Tissue was processed for electron microscopy at room temperature using a standard procedure, as described below. Samples were originally fixed in 10% formalin and then small fragments of tissue were re-fixed in Karnovskys's half strength glutaraldehyde/paraformaldehyde mixture (2.5g/dl glutaraldehyde; 2g/dl paraformaldehyde) in 0.1M sodium cacodylate buffer, pH 7.4. Following a brief rinse (3× 5 minutes) in 5g/dl sucrose in 0.1 M sodium cacodylate buffer, pH 7.4, the tissue was post-fixed in osmium-S-collidine solution (1.33g/dl osmium tetroxide in 0.066M S-collidine buffer, pH 7.4) for 2 hours. The tissue was then dehydrated in graded ethyl alcohol solutions (70% for 10 minutes; 80% for 10 minutes; 95% for 15 minutes; 100% 3 changes for 20 minutes each). The tissue was cleared in propylene oxide (2 changes, 30 minutes each) and infiltrated first in a 1:1 mixture (by volume) of propylene oxide and poly-Bed mixture for 60 minutes followed by infiltration in undiluted poly-bed for 30 minutes. The tissue blocks were then placed in plastic molds filled with poly-Bed and cured overnight at 60°C. 1 µm sections were stained on a hot plate with alkaline toluidine blue (1g/dl toluidine blue solution and 1g/dl borax). Ultra thin sections with silver to light golden interference color were cut on an ultra-microtome, picked up on 200 mesh copper grids, and stained on the grid with saturated uranyl acetate solution for 15 minutes and 0.1 to 0.4 g/dl of lead citrate for 45 seconds. The grids were then examined in a Jeol JEM 1010 electron microscope at 80KV acceleration voltage. Images were recorded with an AMT digital camera.

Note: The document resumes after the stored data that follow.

PR #1384, opened 2023-09-21
feat: CDK component install telemetry

jon-stewart:
## Summary

A customer found that component installation would take ~30 minutes to complete.  This change provides more CLI information and honeycomb telemetry

Local testing:
- install iac
- update iac
- uninstall iac

## Issue

https://lacework.atlassian.net/browse/GROW-2446

### DIFF
--- a/cli/cmd/component.go
+++ b/cli/cmd/component.go
@@ -411,6 +411,8 @@ func runComponentsInstall(cmd *cobra.Command, args []string) (err error) {
 
 	params["verify_duration_ms"] = time.Since(start).Milliseconds()
 
+	start = time.Now()
+
 	cli.StartProgress(fmt.Sprintf("Configuring component %s...", component.Name))
 	// component life cycle: initialize
 	stdout, stderr, errCmd := component.RunAndReturn([]string{"cdk-init"}, nil, cli.envs()...)
--- a/cli/cmd/component.go
+++ b/cli/cmd/component.go
@@ -352,13 +352,15 @@ func componentsToTable() [][]string {
 
 func runComponentsInstall(cmd *cobra.Command, args []string) (err error) {
 	var (
-		component_name string
-		version        string
-		params         map[string]interface{}
-		start          time.Time
+		componentName string                 = args[0]
+		version       string                 = versionArg
+		params        map[string]interface{} = make(map[string]interface{})
+		start         time.Time
 	)
 
-	params = make(map[string]interface{})
+	cli.Event.Component = componentName
+	cli.Event.Feature = "install_component"
+	defer cli.SendHoneyvent()
 
 	cli.StartProgress("Loading components state...")
 	// @afiune maybe move the state to the cache and fetch if it if has expired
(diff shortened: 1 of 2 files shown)


PengyuanZhao (approved):

cli/cmd/component.go
```diff
@@ -349,7 +350,16 @@ func componentsToTable() [][]string {
 	return out
 }
 
-func runComponentsInstall(_ *cobra.Command, args []string) (err error) {
+func runComponentsInstall(cmd *cobra.Command, args []string) (err error) {
+	var (
+		component_name string
```
afiune, line 355: Nit- Not the standard way to name variables
```suggestion
		componentName string
```

cli/cmd/component.go
```diff
@@ -349,7 +350,16 @@ func componentsToTable() [][]string {
...
+		version        string
+		params         map[string]interface{}
+		start          time.Time
+	)
+
+	params = make(map[string]interface{})
```
afiune, line 361: Nit- this variable was just defined, let's move this initialization up there.

cli/cmd/component.go
```diff
@@ -359,21 +369,49 @@ func runComponentsInstall(_ *cobra.Command, args []string) (err error) {
...
+		err = errors.New(fmt.Sprintf("component %s not found. Try running 'lacework component list'", component_name))
 		return
 	}
 
+	cli.OutputChecklist(successIcon, fmt.Sprintf("Component %s found\n", component_name))
+
+	if versionArg == "" {
+		version = component.LatestVersion.String()
+	} else {
+		version = versionArg
```
afiune, line 385: What do we gain having this if statement all the way here? Should we instead initialize version with the context of versionArg and then, if version is empty then get the latest version? Another nit but this if confused me a bit.

cli/cmd/component.go
```diff
@@ -389,6 +427,13 @@ func runComponentsInstall(_ *cobra.Command, args []string) (err error) {
 	cli.OutputChecklist(successIcon, "Component configured\n")
 	cli.OutputHuman("\nInstallation completed.\n")
 
+	params["configure_duration_ms"] = time.Since(start).Milliseconds()
+
+	cli.Event.Component = component_name
+	cli.Event.Feature = "install_component"
```
afiune, line 433: Let's move this assignations (feature and component name) at the beginning of the function, that way if we error out, we will send the Honeyvent with the information already (plus the error information)

lwcomponent/component.go
```diff
@@ -293,11 +288,38 @@ func (s State) Install(name string, version string) error {
...
+	// APIs out there. In particular, 0.2.0 is the version of the API result before
+	// https://github.com/lacework/rainbow/pull/10874 which added the capability for
+	// the API to return multiple versions. At the time of writing, that PR is merged
+	// but not fully rolled out. In the old version of the API result, we would only
+	// return the latest version, and wouldn't set the version field of its artifacts.
+	// So, if we're looking for the latest version we should set what we're looking
+	// for to the empty string. If we're looking for anything else, we can leave it
+	// set as it is: we'll fail to find it and report an error which is the right
+	// behaviour as only the latest version can be installed in this case.
+	if s.Version == "0.2.0" && version == component.LatestVersion.String() {
```
afiune, line 305: @edoardopirovano do we still need this?

edoardopirovano: I think we can drop this, and also the case here: https://github.com/lacework/go-sdk/pull/1384/files#diff-b20e74d5abf181172ebf9b793963628be0345afb5ab1f7492b090df0e8082d66L245

PR #1397, opened 2023-09-29
Support sast tables in cds

sergiogiro:
Add the parameter to specify the url type for sast tables

## Summary

We need to prepare the API for uploading sast tables.

Unit tests

## Issue

https://lacework.atlassian.net/browse/COD-1156

### DIFF
--- a/api/component_data.go
+++ b/api/component_data.go
@@ -15,11 +15,17 @@ type ComponentDataService struct {
 	client *Client
 }
 
+const URL_TYPE_DEFAULT = "Default"
+const URL_TYPE_SAST_TABLES = "SastTables"
+
+var URL_TYPES = []string{URL_TYPE_DEFAULT, URL_TYPE_SAST_TABLES}
+
 type ComponentDataInitialRequest struct {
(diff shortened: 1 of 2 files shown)


api/component_data.go
```diff
@@ -53,8 +60,19 @@ type ComponentDataCompleteResponse struct {
 	Guid string `json:"guid,omitempty"`
 }
 
-func (svc *ComponentDataService) UploadFiles(name string, tags []string, paths []string) (string, error) {
-	initialRequest, err := buildComponentDataInitialRequest(name, tags, paths)
+func (svc *ComponentDataService) UploadFiles(
```
linpengzhang, line 63: this is a breaking change right? this functions is used by other components and we are changing signature. I'd prefer to avoid doing that and making the change backward compatible

linpengzhang (changes requested):

api/component_data.go
sergiogiro: Made it backwards compatible now

linpengzhang (approved):
lgtm

PR #1398, opened 2023-10-04
chore(CAD-508): Remove team-members from go cli

zekisherif:
## Summary

Since RBAC v2 has been enabled for all customers for quite a while. We don't need this API in documentation anymore as it will not work.

This is also being down now because it was raised as an issue in https://lacework.atlassian.net/browse/LINK-1972

No testing needed. This Pr is all about deleting files!

## Issue

 https://lacework.atlassian.net/browse/LINK-1972 https://lacework.atlassian.net/browse/CAD-508


afiune (changes requested):
We can't just remove commands as a "CHORE" - You need to

1. Hide this command and mark it as DEPRECATED
2. Wait until we do a `2.0.0` release and in there remove it completely
3. The command should continue to work for a period of time (3-6 months)

We can decide the time but definitely the removal must be a major version bump

PR #1407, opened 2023-10-12
feat: Components daily version check

linpengzhang:

### DIFF
--- a/cli/cmd/version.go
+++ b/cli/cmd/version.go
@@ -131,17 +131,75 @@ func versionCheck() (*lwupdater.Version, error) {
 	return sdk, nil
 }
 
-// dailyVersionCheck will execute a version check on a daily basis, the function uses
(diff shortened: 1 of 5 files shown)


cli/cmd/version.go
```diff
@@ -131,17 +131,75 @@ func versionCheck() (*lwupdater.Version, error) {
...
+		return component.Status() == lwcomponent.UpdateAvailable, nil
+	} else {
+		return false, nil
+	}
+}
+
+// dailyVersionCheck will execute a version check on a daily basis, the function uses
+// the file ~/.config/lacework/version_cache to track the last check time
+func dailyVersionCheck() error {
+	if !isCheckEnabled() {
```
afiune, line 200: I didn't know that we were not checking for JSON output. 🤕 

Could we also check that here?
```suggestion
	if cli.JSONOutput() || !isCheckEnabled() {
```

afiune (approved):

PR #1409, opened 2023-10-12
refactor(state.Install): add ability to install Python oneFolder archives

tmac1973:
add internal/archive to detect and process tgz files and refactored state.Install to support downloading tgz archives

## Summary

- Add the ability to install python oneFolder components. 
- Additionally refactor the state.Install method to stage component downloads before install. 
- Add internal/archive to support untar/gunzip functionality along with the ability to detect tar and gz files without relying on file extensions. 

- I created tests for the internal/archive functions. 
- I built the lacework binary and tested installing a python oneFolder archive from s3 as well as single file components such as "iac". 

Note: I have not added a mock python oneFolder component yet 

## Issue

https://lacework.atlassian.net/browse/GROW-1602


internal/archive/detect.go
```diff
@@ -0,0 +1,89 @@
...
+func FileIsTar(file string) (isTar bool, err error) {
+	mtype, err := detectFileType(file)
+	if err != nil {
+		return
+	}
+	isTar = mtype == "application/x-tar"
+	return
+}
+
+func DetectTGZAndUnpack(filePath string, targetDir string) (err error) {
```
jon-stewart, line 50: This works, but a cool idea would be to have a recursive `Unpack` function instead, with a parameter to limit the recursion depth (and a default value).

```
Unpack(filepath, targetDir string) {
  switch TYPE {
    case GZ: {
      file = Gunzip()
      Unpack(file, targetDir)
    }
    case Tar: {
      file = Untar()
      Unpack(file, targetDir)
    }
  }
}
```

jon-stewart (approved):

PR #1411, opened 2023-10-13
fix: CDK bugs

jon-stewart:
## Summary

1) No components returned from the API would lead to a panic.
Fix:  safe array access

2) No `~/.config/lacework/components` directory would lead to an error
Fix: create the dir if it doesn't exist

Local manual testing


PengyuanZhao (approved):

afiune (commented):
Can we make sure next changes come with tests?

We thank Robb MacLellan for providing the ANF plasmid and Alejandro Sweet-Cordero and Han You for their advice in establishing the real time PCR techniques. We are grateful to Michael Yaffe, Paul Danielian and members of the Lees lab for helpful discussions during this study and the preparation of this manuscript. J.E.C. was supported by a David Koch predoctoral fellowship. I.M. was supported by a post-doctoral training grant from the Howard Hughes Medical Institute. J.A.L. is a Daniel K. Ludwig Scholar. This work was supported by grants from the NIH (PO1-CA42063) to J.A.L.
The authors declare that they have no competing financial interests.